Action item.
Your job with the data below is to output exactly the lines from the one holding "kapilt: cool, I" down to the one holding "kapilt, line 589: this", both included, and no others.

[[ Given data open ]]

PR #6203, opened 2020-10-12
aws - action to remove create volume permissions from a snapshot

### LINKED ISSUE #6080: Ability to remove cross-account access to EBS snapshots for matched account IDs
I have cases where we share EBS snapshots with various account IDs. I can use filters to find EBS snapshots that are shared with unauthorised accounts, which would be any account _not_ contained in the `cross-account whitelist`. However, the only remediation available to me (from what I can see) is a `delete` action which deletes the snapshot.

I would like to be able to remove the share to the unauthorised account, while still keeping the share to the accounts listed in the whitelist, without deleting the EBS snapshot.

**Additional context**
This is somewhat similar to the use case I described in #6008 (which was for AMIs).

dnouri:
Fixes #6080


c7n/resources/ebs.py
```diff
@@ -514,6 +514,82 @@ def process_resource_set(self, resource_set):
                 "Cross region copy complete %s", ",".join(copy_ids))
 
 
+@Snapshot.action_registry.register('remove-create-volume-permissions')
```
kapilt, line 517: rename `set-permissions` with explicit option/param for remove and add permissions

dnouri: So I modified this to be a more generic 'set-create-volume-permissions' action, allowing us to both add and remove permissions, which I hope is in line with what you were suggesting. Two things I'm not entirely sure about:

- The interactions with the 'cross-account' filter is a bit over my head. Please sanity check, and tell me if it makes sense as it is.

- The 'remove_accounts' and 'add_accounts' parameters may be lists, as per the updated schema. My understanding is that this is unlike the 'ami:remove-launch-permissions' action's 'accounts' parameter, which in its schema is declared to be either 'matched' or a single account id string?

kapilt: Set-permissions as name there are no other relevant permissions then create which makes it redundant

dnouri: Renamed it. We'll talk again when they introduce a second permission on that object... just kidding. ;-)

Did the rest of this look good to you?

kapilt: its only been stable for 12 years, i wouldn't hold your breath ;-) other consideration is add/remove sans account for consistency with other set perm style actions.

dnouri: Care to elaborate what you mean by sans account in this context? Let me know what other set perm action I should look at for a reference.

c7n/resources/ebs.py
```diff
@@ -514,6 +514,95 @@ def process_resource_set(self, resource_set):
...
+            remove.append({'Group': 'all'})
+            remove_accounts.remove('all')
+        remove.extend([{'UserId': a} for a in remove_accounts])
+
+        add = [{'UserId': a} for a in add_accounts]
+
+        if remove:
+            client.modify_snapshot_attribute(
+                SnapshotId=snapshot['SnapshotId'],
+                CreateVolumePermission={'Remove': remove},
```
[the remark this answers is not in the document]
kapilt: cool, I thought that might be the case, thanks for checking.

c7n/resources/ebs.py
dnouri: Thanks for elaborating on this offline. I've added a commit that renames 'remove_accounts' to 'remove' and 'add_accounts' to 'add'. Generally a fan of brevity as well. :-)

c7n/resources/ebs.py
```diff
@@ -514,6 +514,94 @@ def process_resource_set(self, resource_set):
...
+            return client.reset_snapshot_attribute(
+                SnapshotId=snapshot['SnapshotId'], Attribute="createVolumePermission")
+        if remove_accounts == 'matched':
+            remove_accounts = snapshot.get(
+                'c7n:' + SnapshotCrossAccountAccess.annotation_key)
+        remove = []
+        if 'all' in remove_accounts:
+            remove.append({'Group': 'all'})
+            remove_accounts.remove('all')
+        remove.extend([{'UserId': a} for a in remove_accounts])
```
kapilt, line 589: this looks like it should be in an else clause, ie. if the user specified `all` we shouldn't be extending remove afaics

tests/test_ebs.py
```diff
@@ -335,6 +335,100 @@ def test_snapshot_trim(self):
...
+    # 112233445566 and 665544332211
+
+    def test_reset(self):
+        factory = self.replay_flight_data(
+            "test_ebs_snapshot_set_permissions_reset")
+        p = self.load_policy(
+            {
+                "name": "reset-permissions",
+                "resource": "ebs-snapshot",
+                "actions": ["set-permissions"],
```
kapilt, line 350: this should have a filter to verify that the pre-conditions re volume is shared.

c7n/resources/ebs.py
```diff
@@ -514,6 +514,95 @@ def process_resource_set(self, resource_set):
...
+                SnapshotId=snapshot['SnapshotId'], Attribute="createVolumePermission")
+        if remove_accounts == 'matched':
+            remove_accounts = snapshot.get(
+                'c7n:' + SnapshotCrossAccountAccess.annotation_key)
+        remove = []
+        if 'all' in remove_accounts:
+            remove.append({'Group': 'all'})
+            remove_accounts.remove('all')
+        else:
+            remove.extend([{'UserId': a} for a in remove_accounts])
```
dnouri, line 590: Let's add a test for the 'all' case.

tests/test_ebs.py
```diff
@@ -335,6 +335,100 @@ def test_snapshot_trim(self):
...
+
+    def test_add(self):
+        # For this test, we assume only 665544332211 has permissions,
+        # and we test adding 112233445566 and removing 665544332211
+        factory = self.replay_flight_data(
+            "test_ebs_snapshot_set_permissions_add")
+        p = self.load_policy(
+            {
+                "name": "set-permissions",
+                "resource": "ebs-snapshot",
```
kapilt, line 372: this should have a filter to validate pre-conditions

kapilt (approved):
lgtm, thanks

[[ Given data closed ]]

Your solution.
kapilt: cool, I thought that might be the case, thanks for checking.

c7n/resources/ebs.py
dnouri: Thanks for elaborating on this offline. I've added a commit that renames 'remove_accounts' to 'remove' and 'add_accounts' to 'add'. Generally a fan of brevity as well. :-)

c7n/resources/ebs.py
```diff
@@ -514,6 +514,94 @@ def process_resource_set(self, resource_set):
...
+            return client.reset_snapshot_attribute(
+                SnapshotId=snapshot['SnapshotId'], Attribute="createVolumePermission")
+        if remove_accounts == 'matched':
+            remove_accounts = snapshot.get(
+                'c7n:' + SnapshotCrossAccountAccess.annotation_key)
+        remove = []
+        if 'all' in remove_accounts:
+            remove.append({'Group': 'all'})
+            remove_accounts.remove('all')
+        remove.extend([{'UserId': a} for a in remove_accounts])
```
kapilt, line 589: this looks like it should be in an else clause, ie. if the user specified `all` we shouldn't be extending remove afaics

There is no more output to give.